Write out, word for word, every line from the one where "Flake test: drop" occurs to the final line of the entries, and nothing beyond them.

→ INPUT DATA:
※
PR #1021, opened 2022-09-14
MSPB-295,MSPB-296: Pass the trigger element to the clipboard callback

oscbco:
Pass the element that triggers `clipboard` click events to the invoking callback in order to access their custom `dataset` attributes for copying purposes
Show a custom success message if needed but fallback to the previous one if none is provided

### DIFF
--- a/src/js/lib/monster.ui.js
+++ b/src/js/lib/monster.ui.js
@@ -3328,22 +3328,22 @@ define(function(require) {
 			}
 		},
 
-		clipboard: function(pTarget, value) {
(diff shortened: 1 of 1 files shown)


guillegr123 (approved):
Lgtm!

guillegr123 (approved):

guillegr123:
I think it would be a good chance to add the JSDoc to the `clipboard` function, as well as an entry in the [markdown document collection](https://github.com/2600hz/monster-ui/tree/master/docs/monster-ui). What do youthink @oscbco @azefiel ?

PR #1035, opened 2022-11-01
[5.1] MSPB-295,MSPB-296: Pass the trigger element to the clipboard callback

oscbco:
Pass the element that triggers clipboard click events to the invoking callback in order to access their custom dataset attributes for copying purposes
Show a custom success message if needed but fallback to the previous one if none is provided


guillegr123 (approved):

masmerino13 (approved):
lgtm

PR #1039, opened 2022-11-15
[5.0] SPRO-165: Provisioning Polycom Edge's families (100, 200, 300, 400 & 500)

jrmende5:
added images for polycom's model 100 220 300 320 350 400 450 500 550


gerardozaratem (approved):
Tested in my local environment, the images were displayed as expected.

PR #263, opened 2026-03-24
Add SDPA forward benchmark driver support

keshavvinayak01:
Adds `sdpa` subcommand to the benchmark driver using `graph.customOp()` with MLIR templates for `torch.aten.scaled_dot_product_attention`. Supports causal masks, attention masks, and f16/bf16/f32 data types.

Co-Authored-By: Claude Opus 4.6 (1M context) [noreply@anthropic.com](mailto:noreply@anthropic.com)

### DIFF
--- a/CMakeLists.txt
+++ b/CMakeLists.txt
@@ -156,7 +156,7 @@ if(IREE_SOURCE_DIR)
   add_subdirectory(${IREE_SOURCE_DIR} fusilli_iree SYSTEM EXCLUDE_FROM_ALL)
 else()
   message(STATUS "Fetching IREE sources from tag ${IREE_GIT_TAG}")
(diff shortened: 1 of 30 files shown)


benchmarks/CMakeLists.txt
```diff
@@ -12,6 +12,9 @@ target_link_libraries(fusilli_benchmark_driver PRIVATE
   libutils
   CLI11::CLI11
 )
+target_include_directories(fusilli_benchmark_driver PRIVATE
+  ${CMAKE_SOURCE_DIR}/samples/sdpa
+)
```
IanWood1: We probably don't want benchmarks to depend on samples. This might be fine since the custom op implementation of sdpa should be replaced soon but could you add a TODO/warning about this.

Issue #233, opened 2026-03-06
Custom op & shape handling


sjain-stanford:
Custom ops are opaque blobs of MLIR asm that Fusilli gets from the user and feeds through to the IREE compiler as is. To make authoring these custom ops easy, certain things (like shapes, types) maybe left unmaterialized for Fusilli to materialize. 

For shapes, there are a few options at our disposal:

- Option 1: Custom MLIR with full static shapes
- Option 2: Custom MLIR with full dynamic shapes + user provided shape replacement dict
- Option 3: Custom MLIR with full dynamic shapes + torch shape inference

We currently support option 3 in Fusilli.

Option 2 (with user provided shape dict) is not desirable for two reasons:
a) If user goes the extra mile to specify shape replacements, why not just do the shape replacement themselves and give Fusilli a static MLIR (option 1) to begin with? 
b) Verifying that the user provided shape replacements match the actual shapes from TensorAttr at runtime

Option 1 is doable but won't work OOTB today due to the dynamic shape casts. But probably easy to fix by taking a bool attr on the custom op `isDynamic` or something.

PR #273, opened 2026-03-26
Add shape placeholders and static types for custom op MLIR templates

IanWood1:
Previously, the always generated dynamic shapes (`[?]`) in `func.call` signatures and inserted `torch.tensor_static_info_cast` ops to bridge the graph's static types and the call's dynamic types. This meant:
  1. Users couldn't write MLIR templates with hardcoded static shapes.
  2. The compiler had to re-infer shapes that fusilli already knew (fragile).

#272 removed the `isStatic` flag (which was the previous attempt at solving this, but was difficult to plumb through hipdnn serialization). This PR takes the approach discussed in #233: extend the placeholder system so the MLIR string is the only thing that needs to be stored in  `CustomOpAttr`.

## Changes:
- Extend the custom op placeholder system with `{IN0_TYPE}`, `{OUT0_TYPE}`, and `{IN0_DIM0}` placeholders that resolve to static tensor types and individual dimensions
- Switch the emitter to generate fully static types in `func.call`
- Users can now write MLIR templates with hardcoded static types (no placeholders needed if dimensions are known)

### DIFF
--- a/.github/workflows/bump-deps.yml
+++ b/.github/workflows/bump-deps.yml
@@ -9,9 +9,14 @@ name: Bump Deps (nightly)
 on:
   workflow_dispatch:
     inputs:
-      branch-name:
-        type: string
-        description: "Branch name override (default: bump-deps/YYYY-MM-DD)"
+      dep:
+        type: choice
+        description: "Which dependency to bump"
+        default: both
+        options:
+          - both
+          - iree
+          - therock
   schedule:
     # Weekdays at 12:00 UTC (04:00 PST / 05:00 PDT)
     - cron: "0 12 * * 1-5"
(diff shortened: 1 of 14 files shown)


include/fusilli/attributes/custom_op_attributes.h
```diff
@@ -42,14 +42,22 @@ class CustomOpAttr {
...
+  // All indices are 0-based and generalize to any input/output/dimension count
+  // (e.g., {IN2_TYPE}, {OUT1_DIM3}).
   //
   // Example:
-  //   func.func private @{FUNC_NAME}(%arg0: !torch.vtensor<[?],{IN0_DTYPE}>,
-  //                                    %arg1: !torch.vtensor<[?],{IN1_DTYPE}>)
-  //                                    -> !torch.vtensor<[?],{OUT0_DTYPE}> {
+  //   func.func private @{FUNC_NAME}(%arg0: {IN0_TYPE},
+  //                                    %arg1: {IN1_TYPE})
+  //                                    -> {OUT0_TYPE} {
```
sjain-stanford: I think there's a distinction between some of these. 

FUNC_NAME: mandatory - can't be hardcoded
*_DTYPE: mandatory (I think)
*_TYPE: optional

Would be useful to document this explicitly as this can be confusing to the user.

sjain-stanford (commented):
It is not clear if we do support option 3 or not. I see the shape casts are removed so I assume not - can you confirm and document in the issue #233 ? If not, we should remove the shape inference pass from the backend compile flags.



> Option 1: Custom MLIR with full static shapes
Option 2: Custom MLIR with full dynamic shapes + user provided shape replacement dict
Option 3: Custom MLIR with full dynamic shapes + torch shape inference
Option 4: Custom MLIR with shape placeholders + TensorAttr based replacements

PR #311, opened 2026-04-03
Add ELU_FWD pointwise op support

rsuderman:


samples/pointwise/pointwise_unary_ops.cpp
```diff
@@ -72,6 +72,7 @@ TEST_CASE("Pointwise unary ops", "[pointwise][graph]") {
   const auto mode = GENERATE(
       PointwiseAttr::Mode::ABS,
       PointwiseAttr::Mode::CEIL,
+      PointwiseAttr::Mode::ELU_FWD,
```
sjain-stanford, line 82: I think adding here isn't sufficient and this might need to be added to `supportsFloat` to really be tested. It's annoying but we might want to have a check that ensures ops are in atleast one of the two - to avoid them being silently ignored.

rsuderman: It should be running. I added the verification that its executing atleast one test part

sjain-stanford (approved):

PR #318, opened 2026-04-07
Flake test: drop --extra-verbose to reduce log noise

IanWood1:
`--output-on-failure` (always on in test.sh) already prints full output for any test that fails. `--extra-verbose` prints full output for every passing run too.


sjain-stanford (approved):
Should we remove this from regular CI as well?

PR #321, opened 2026-04-07
feat: Add built-in SDPA forward op using online_attention

Groverkss:
Modification to https://github.com/iree-org/fusilli/pull/241 to use online_attention.


sjain-stanford:
Discussed offline (https://discord.com/channels/689900678990135345/1491175878141542510/1491574537156821114) and noting here for the record: The POR is to target flex attention from fusilli instead and rely on torch.flex_attention -> linalg_ext.online_attention lowering to handle the conversions to a form IREE can handle.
※
→ EXPECTED ANSWER:
Flake test: drop --extra-verbose to reduce log noise

IanWood1:
`--output-on-failure` (always on in test.sh) already prints full output for any test that fails. `--extra-verbose` prints full output for every passing run too.


sjain-stanford (approved):
Should we remove this from regular CI as well?

PR #321, opened 2026-04-07
feat: Add built-in SDPA forward op using online_attention

Groverkss:
Modification to https://github.com/iree-org/fusilli/pull/241 to use online_attention.


sjain-stanford:
Discussed offline (https://discord.com/channels/689900678990135345/1491175878141542510/1491574537156821114) and noting here for the record: The POR is to target flex attention from fusilli instead and rely on torch.flex_attention -> linalg_ext.online_attention lowering to handle the conversions to a form IREE can handle.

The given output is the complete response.